** Data extracted from a collection **
────────────────
PR #744, opened 2019-04-01
Fix a bug in `find_good_eps`

xukai92:
I guess we lost these lines of reverting theta and log-joint during some previous refactoring...


yebai:
@xukai92 seems some tests are broken with this PR.

xukai92:
Seems due to the change of stochastic processes and the random seed was a bit unlucky and lead to a mean exceeding the tolerance.

yebai:
@xukai92 The code looks good to me. However, does this actually influence anything except the initialization for HMC, since the `find_good_eps` is only called before HMC begins?

xukai92:
It only influences the initialisation of HMC.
────────────────
** WORK TASK **
In the records above, how many lines contain the word "some"? Give the number alone.

** RESULT FOR THIS EXERCISE **
2